**WHAT IS NEEDED:**
Check each line below for the word "migrate" and give the number of lines that have it, nothing more.

**MATERIAL SHOWN:**
....

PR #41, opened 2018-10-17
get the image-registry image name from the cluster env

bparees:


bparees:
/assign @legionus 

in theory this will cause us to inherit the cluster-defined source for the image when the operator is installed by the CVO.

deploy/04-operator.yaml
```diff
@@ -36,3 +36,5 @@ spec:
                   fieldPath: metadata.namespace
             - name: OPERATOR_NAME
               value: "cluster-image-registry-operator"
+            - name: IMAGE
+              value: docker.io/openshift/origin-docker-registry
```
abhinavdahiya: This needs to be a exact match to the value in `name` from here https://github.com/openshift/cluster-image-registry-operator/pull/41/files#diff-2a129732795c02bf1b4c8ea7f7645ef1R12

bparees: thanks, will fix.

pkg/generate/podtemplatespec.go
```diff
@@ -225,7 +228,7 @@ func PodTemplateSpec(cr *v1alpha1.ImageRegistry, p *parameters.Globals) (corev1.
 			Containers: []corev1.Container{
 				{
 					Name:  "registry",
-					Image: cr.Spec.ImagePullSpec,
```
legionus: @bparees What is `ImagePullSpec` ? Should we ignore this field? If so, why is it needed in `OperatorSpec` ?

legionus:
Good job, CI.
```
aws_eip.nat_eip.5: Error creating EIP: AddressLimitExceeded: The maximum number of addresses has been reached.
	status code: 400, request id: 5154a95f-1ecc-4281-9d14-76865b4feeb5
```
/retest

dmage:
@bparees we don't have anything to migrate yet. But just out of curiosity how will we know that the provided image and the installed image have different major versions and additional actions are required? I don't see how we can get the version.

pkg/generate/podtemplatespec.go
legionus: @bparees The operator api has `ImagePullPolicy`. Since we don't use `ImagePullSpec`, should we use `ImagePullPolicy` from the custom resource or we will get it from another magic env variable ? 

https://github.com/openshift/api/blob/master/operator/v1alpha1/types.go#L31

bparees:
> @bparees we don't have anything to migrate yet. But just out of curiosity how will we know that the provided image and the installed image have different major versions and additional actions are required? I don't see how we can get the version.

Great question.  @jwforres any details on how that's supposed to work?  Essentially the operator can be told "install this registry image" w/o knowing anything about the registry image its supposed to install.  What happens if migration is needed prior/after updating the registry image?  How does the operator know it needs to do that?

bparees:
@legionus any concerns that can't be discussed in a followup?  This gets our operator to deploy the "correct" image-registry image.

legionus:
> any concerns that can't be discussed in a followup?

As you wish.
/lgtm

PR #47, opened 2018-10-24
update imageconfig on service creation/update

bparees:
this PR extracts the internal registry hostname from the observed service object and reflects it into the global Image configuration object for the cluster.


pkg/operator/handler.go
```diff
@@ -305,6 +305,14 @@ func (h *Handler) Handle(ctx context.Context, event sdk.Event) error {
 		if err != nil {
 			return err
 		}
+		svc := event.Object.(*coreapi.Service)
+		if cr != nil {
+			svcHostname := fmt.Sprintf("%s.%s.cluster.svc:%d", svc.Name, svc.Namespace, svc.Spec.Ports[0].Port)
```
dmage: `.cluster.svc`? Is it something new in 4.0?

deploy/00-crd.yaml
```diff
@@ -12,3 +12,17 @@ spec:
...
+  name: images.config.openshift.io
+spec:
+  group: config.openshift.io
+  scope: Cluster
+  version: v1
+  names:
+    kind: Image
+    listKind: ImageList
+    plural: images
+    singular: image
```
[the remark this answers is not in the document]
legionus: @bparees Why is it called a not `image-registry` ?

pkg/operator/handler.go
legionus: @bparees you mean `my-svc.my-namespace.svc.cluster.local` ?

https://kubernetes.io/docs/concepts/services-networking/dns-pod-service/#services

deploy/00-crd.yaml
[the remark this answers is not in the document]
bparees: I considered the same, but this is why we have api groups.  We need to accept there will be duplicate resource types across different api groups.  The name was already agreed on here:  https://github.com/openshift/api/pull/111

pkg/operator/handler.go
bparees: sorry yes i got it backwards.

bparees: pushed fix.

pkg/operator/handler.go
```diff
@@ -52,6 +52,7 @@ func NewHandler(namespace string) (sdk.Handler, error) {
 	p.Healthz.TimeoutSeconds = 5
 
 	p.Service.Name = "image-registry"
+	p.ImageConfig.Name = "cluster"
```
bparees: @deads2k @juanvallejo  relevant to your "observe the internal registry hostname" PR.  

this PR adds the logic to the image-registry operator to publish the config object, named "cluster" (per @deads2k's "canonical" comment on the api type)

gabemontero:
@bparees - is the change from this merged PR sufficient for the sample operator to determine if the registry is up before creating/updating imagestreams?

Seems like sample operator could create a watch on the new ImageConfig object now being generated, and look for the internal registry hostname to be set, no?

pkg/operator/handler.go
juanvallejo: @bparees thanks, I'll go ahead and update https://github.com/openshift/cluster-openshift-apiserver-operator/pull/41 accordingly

....

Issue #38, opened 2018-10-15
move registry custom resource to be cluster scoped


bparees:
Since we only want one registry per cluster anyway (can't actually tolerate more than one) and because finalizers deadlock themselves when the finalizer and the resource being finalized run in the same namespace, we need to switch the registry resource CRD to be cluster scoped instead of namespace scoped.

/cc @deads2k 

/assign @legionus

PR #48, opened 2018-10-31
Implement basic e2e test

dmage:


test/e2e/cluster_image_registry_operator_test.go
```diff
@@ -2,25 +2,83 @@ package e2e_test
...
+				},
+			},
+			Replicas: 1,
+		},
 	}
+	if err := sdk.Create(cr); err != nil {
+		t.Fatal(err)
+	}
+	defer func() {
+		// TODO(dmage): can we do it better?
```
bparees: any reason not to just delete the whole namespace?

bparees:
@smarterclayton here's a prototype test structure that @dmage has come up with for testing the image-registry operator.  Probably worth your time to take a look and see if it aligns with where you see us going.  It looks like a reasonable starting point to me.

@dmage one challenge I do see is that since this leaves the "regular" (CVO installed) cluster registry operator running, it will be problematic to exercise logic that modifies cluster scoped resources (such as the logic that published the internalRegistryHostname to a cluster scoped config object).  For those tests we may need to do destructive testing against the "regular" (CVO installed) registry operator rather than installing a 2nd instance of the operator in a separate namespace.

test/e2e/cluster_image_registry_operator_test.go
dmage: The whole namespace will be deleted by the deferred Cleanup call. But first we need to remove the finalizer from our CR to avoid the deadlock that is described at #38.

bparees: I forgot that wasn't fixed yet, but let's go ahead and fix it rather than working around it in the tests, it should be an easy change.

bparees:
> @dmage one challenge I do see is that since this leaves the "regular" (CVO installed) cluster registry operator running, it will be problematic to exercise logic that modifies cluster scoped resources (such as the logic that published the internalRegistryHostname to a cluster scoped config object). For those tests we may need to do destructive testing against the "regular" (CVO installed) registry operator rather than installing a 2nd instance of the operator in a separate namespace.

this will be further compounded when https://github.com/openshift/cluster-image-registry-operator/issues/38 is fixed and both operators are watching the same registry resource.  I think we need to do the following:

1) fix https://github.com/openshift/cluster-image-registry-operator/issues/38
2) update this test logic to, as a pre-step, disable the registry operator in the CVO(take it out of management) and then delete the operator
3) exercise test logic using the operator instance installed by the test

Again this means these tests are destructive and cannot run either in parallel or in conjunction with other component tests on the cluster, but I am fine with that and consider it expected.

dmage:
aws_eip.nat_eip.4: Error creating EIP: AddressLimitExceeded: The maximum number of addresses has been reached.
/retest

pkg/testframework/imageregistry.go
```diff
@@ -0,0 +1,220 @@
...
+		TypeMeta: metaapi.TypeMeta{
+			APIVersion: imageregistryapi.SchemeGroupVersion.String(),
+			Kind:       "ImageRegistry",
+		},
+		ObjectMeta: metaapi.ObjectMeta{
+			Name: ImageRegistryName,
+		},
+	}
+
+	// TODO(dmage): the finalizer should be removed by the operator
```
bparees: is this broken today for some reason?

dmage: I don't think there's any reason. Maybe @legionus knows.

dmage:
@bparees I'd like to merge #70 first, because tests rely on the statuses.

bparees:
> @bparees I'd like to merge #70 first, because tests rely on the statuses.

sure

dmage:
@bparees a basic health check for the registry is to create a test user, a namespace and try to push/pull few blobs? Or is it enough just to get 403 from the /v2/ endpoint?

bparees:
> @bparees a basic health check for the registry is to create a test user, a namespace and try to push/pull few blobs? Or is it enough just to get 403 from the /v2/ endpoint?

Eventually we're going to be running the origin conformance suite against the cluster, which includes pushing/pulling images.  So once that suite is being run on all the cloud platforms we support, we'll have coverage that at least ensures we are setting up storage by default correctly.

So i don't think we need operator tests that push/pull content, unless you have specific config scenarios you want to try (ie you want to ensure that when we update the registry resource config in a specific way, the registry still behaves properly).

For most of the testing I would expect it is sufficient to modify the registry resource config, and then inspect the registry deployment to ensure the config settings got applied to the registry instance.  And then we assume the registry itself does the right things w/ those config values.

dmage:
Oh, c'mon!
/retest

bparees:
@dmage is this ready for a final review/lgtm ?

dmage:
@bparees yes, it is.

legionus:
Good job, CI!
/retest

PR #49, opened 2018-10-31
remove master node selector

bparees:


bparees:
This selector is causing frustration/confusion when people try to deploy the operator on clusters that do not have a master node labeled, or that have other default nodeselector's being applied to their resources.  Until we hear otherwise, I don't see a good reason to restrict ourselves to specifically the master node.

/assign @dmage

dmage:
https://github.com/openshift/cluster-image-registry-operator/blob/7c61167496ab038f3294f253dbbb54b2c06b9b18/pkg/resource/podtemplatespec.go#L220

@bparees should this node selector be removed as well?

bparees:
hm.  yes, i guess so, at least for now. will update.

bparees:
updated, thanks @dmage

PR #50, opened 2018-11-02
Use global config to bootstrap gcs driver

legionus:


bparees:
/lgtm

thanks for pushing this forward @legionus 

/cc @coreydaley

....

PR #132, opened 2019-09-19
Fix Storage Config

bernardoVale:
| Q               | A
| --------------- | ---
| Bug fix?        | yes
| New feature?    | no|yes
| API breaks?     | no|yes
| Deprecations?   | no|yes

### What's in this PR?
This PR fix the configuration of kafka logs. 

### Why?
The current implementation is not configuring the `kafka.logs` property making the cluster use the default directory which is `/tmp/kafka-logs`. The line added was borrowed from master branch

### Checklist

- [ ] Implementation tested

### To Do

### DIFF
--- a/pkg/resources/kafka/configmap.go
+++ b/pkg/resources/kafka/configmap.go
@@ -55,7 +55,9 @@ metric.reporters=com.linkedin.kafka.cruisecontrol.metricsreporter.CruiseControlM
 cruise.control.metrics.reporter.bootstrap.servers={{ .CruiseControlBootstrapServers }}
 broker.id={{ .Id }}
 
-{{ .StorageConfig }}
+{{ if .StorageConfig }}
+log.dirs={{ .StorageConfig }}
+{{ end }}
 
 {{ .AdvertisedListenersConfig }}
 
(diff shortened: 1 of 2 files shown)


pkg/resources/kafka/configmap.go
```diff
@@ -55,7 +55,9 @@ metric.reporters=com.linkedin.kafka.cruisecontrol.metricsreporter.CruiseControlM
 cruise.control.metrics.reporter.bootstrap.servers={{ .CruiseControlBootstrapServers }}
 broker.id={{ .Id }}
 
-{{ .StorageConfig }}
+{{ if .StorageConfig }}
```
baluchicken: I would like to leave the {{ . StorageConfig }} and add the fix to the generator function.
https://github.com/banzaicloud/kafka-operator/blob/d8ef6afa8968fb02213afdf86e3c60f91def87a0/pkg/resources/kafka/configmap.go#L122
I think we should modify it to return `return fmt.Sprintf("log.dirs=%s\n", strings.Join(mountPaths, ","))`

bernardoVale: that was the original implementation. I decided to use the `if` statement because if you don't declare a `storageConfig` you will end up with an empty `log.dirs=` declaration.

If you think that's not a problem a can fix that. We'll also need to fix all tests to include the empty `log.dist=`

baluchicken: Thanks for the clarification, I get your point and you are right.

....

**TASK ANSWER:**
2